Up to and including the line that contains "The standard way", repeat each line of the data exactly, starting from the first.

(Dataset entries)
################
PR #2063, opened 2019-08-08
Some thoughts on the Python module installation

risa2000:
I have made some testing of the different ways of installing the module (well, the one file module) and come up with this PR as a base for a review/discussion on how to proceed.

The standard way is to use `setup.py` (I added one with some tangible values, others need to be completed). Now even with `setup.py` there are basically three ways how to use it:

1) `distutils` = ancient way, no longer supported or recommended
2) `setuptool` = less ancient, more supported, should work OK
3) `pip` = current way, fully supported and promoted

While `pip` is usually associated with installation of web packages, it can perfectly work on local ones:
```python
pip install ./src/python
```
when called from the project root will install the package (as proposed in this PR). It can also be executed from the script:
```python
import subprocess
import sys

def install(package):
    subprocess.call([sys.executable, "-m", "pip", "install", package])

install(r'./src/python')
```
The advantage is that everything else automatically works - it is listed in `pip list`, can be uninstalled, or upgraded (this does not work if the package is installed via distutils).
There is even a handy feature for development:
```python
pip install -e ./src/python
```
which installs only a "link" into site-packages and the actual code will run from the original place (i.e. you can work on it and it is automatically pulled everytime you `import botan2`).

Now, (maybe) disadvantage is that the user needs `pip` (and `setuptools`) installed. Not sure if it would be a hurdle for `botan`'s audience?

The other point to consider is whether run the installation automatically, or let user run it (it is relatively straightforward as described above). The advantage is that it gives the control over all `pip` options, so user can choose where and how exactly to install the package (in site dir, virtual env, etc.)

The `setup.py` can also be used directly with `setuptools` or, when modified a bit, with `distutils`, but it does not offer really any advantage expect not being dependent on `pip` and the comfort is lower.

I did not figure out how to instruct `pip` to pull in `readme.rst` from the root dir, so I had to copy it there, probably could be done automatically by some other script. Also, I guess the script will need some additional work to correctly import the project version.

(I will be away from keyboard for a week or two).


randombit:
Thanks for looking into this. But I don't think we would want to go this route. In particular there are many systems that do not have `pip` (or even `distutils`) installed, since they are not part of the base Python install. We absolutely don't want to block installing Botan itself (which is primarily a C++ library) just because some Python tool which is not installed by default is missing. I don't think we even want to block installing the Python module just because `pip` is missing. Also for the sake of Linux package managers we *don't* want to install via `pip` in some cases, because the installation of `botan2.py` should be "sticky" with the main library package; if you remove the botan package it should remove the Python wrapper as well, but here it would be managed via `pip` instead which the package manager would not know about.

The Python wrapper is kind of in a funny place due to it being included with the main source tree. The Rust, Ruby and OCaml wrappers, which are distributed separately, make use of their languages respective package management systems. If Python was also separate, then it would make sense for it to use `pip` or the like. We could such a split, but one key difference is Python is already required to build the library, and so presumably is available on the host system. [And a big reason for the Python module is to act as a testbed/testcase for the C wrapper, so it is useful for development purposes to keep it in the main repo.]

This proves unfortunate for people who are wanting to program in straight Python. It probably *mostly* affects people on Windows since on Unix/macOS installing `botan` via the standard package managers should get them the Python wrapper as a side effect. So maybe the resolution is, make it easier to get Botan installed on Windows? [And make sure `botan2.py` ends up in the right place, since that probably is not behaving correctly on Windows.]

Something else that might work ok is to add an option to `configure.py` like `--install-python-module-via=` which could take options `no` (don't install), `copy` (current logic) or `pip` (something like what you've done here). Then if in `pip`-mode the install script could create a temp directory for pip (copy `botan2.py` to `botan2/__init__py`, copy readme, copy `setup.py` from `build-data`, then invoke `pip`). It would be a bit more work... and I'm not entirely positive this solves the problem you're having.

risa2000:
I guess the difference is in the perspective.

I understand that on Linux, the system package manager can copy `botan2.py` to `site-packages` while installing the native libraries and it is perfectly sufficient. The packaging system records the metadata about the Python file and when the package is uninstalled or upgraded the file is handled accordingly together with its binary counterpart. 

From the Python perspective though, copying a Python script into `site-packages` is just a "hack", which just conveniently uses the fact that `site-packages` are on `PYTHONPATH` and as such anything in there is directly available for `import`.

Apart from that there is no metadata in Python's own packaging system, so strictly speaking, the file is not installed. It would work exactly the same way if the file was put in some other place (on PYTHONPATH), or directly into the application folder, etc.

While on Linux Python is usually part of the system install and as such is also kept up to date, and follows some "standard rules" on Windows Python is a "standalone app", which has no system dependencies, can be of any version and type and installed anywhere as would be the most convenient to the user. There is no equivalent for `/usr/lib` or `/usr/local/lib` either. So trying to guess where to copy `botan2.py` does not really make sense as it can be anywhere.

Since there is no `botan` Python "package" for Windows and only way to install `botan` on Windows seems to be to build it locally, I guess it would make sense to create a Python package for Windows users, ie. a binary package with the DLL _and_ the Python file), but it seems it is not really needed (people do not use it in Python on Windows, or build their own?). 

For someone like me, who build the lib from the source and at the same time wants to use it in Python on Windows, I can do exactly what the installer does on Linux, i.e. copy the file to PYTHONPATH and it will be no better and no worse than what the Linux counterpart does.

It does not make sense to have it done by installer, which is targeting a particular Linux directory structure, though.

It does not make sense to try to figure out where `site-packages` are and write it there either, because it has no advantage over doing it manually, while forcing the particular config on the user, who may want to put it somewhere else (in virtual env, or simply somewhere else than into system protected `site-packages`). 

I believe that the way it is handled now is really only fitting Linux usage (or Linux-like systems) and eventually handling the Python bindings as proper Python package is the right way to go, but I guess until there are more Windows users asking for it, it is not worthy the effort.

Anyway the current state is not a problem which needs to be solved (for me), so you can close this PR.

PR #2073, opened 2019-08-18
Add remove function to Botan::Extension class

ahura24:
Hello and thanks for your awesome library.

We need to remove an extension from the Botan::Extensions class. This patch fix the bug of Botan::Extensions::replace function when throw and exception at create time of Extensions_Info structure and add a "remove" function for this class.

Regards,
[Add_remove_function_to_extensions.zip](https://github.com/randombit/botan/files/3512801/Add_remove_function_to_extensions.zip)


randombit:
Taken up in #2101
################
**Answer section**
PR #2063, opened 2019-08-08
Some thoughts on the Python module installation

risa2000:
I have made some testing of the different ways of installing the module (well, the one file module) and come up with this PR as a base for a review/discussion on how to proceed.

The standard way is to use `setup.py` (I added one with some tangible values, others need to be completed). Now even with `setup.py` there are basically three ways how to use it:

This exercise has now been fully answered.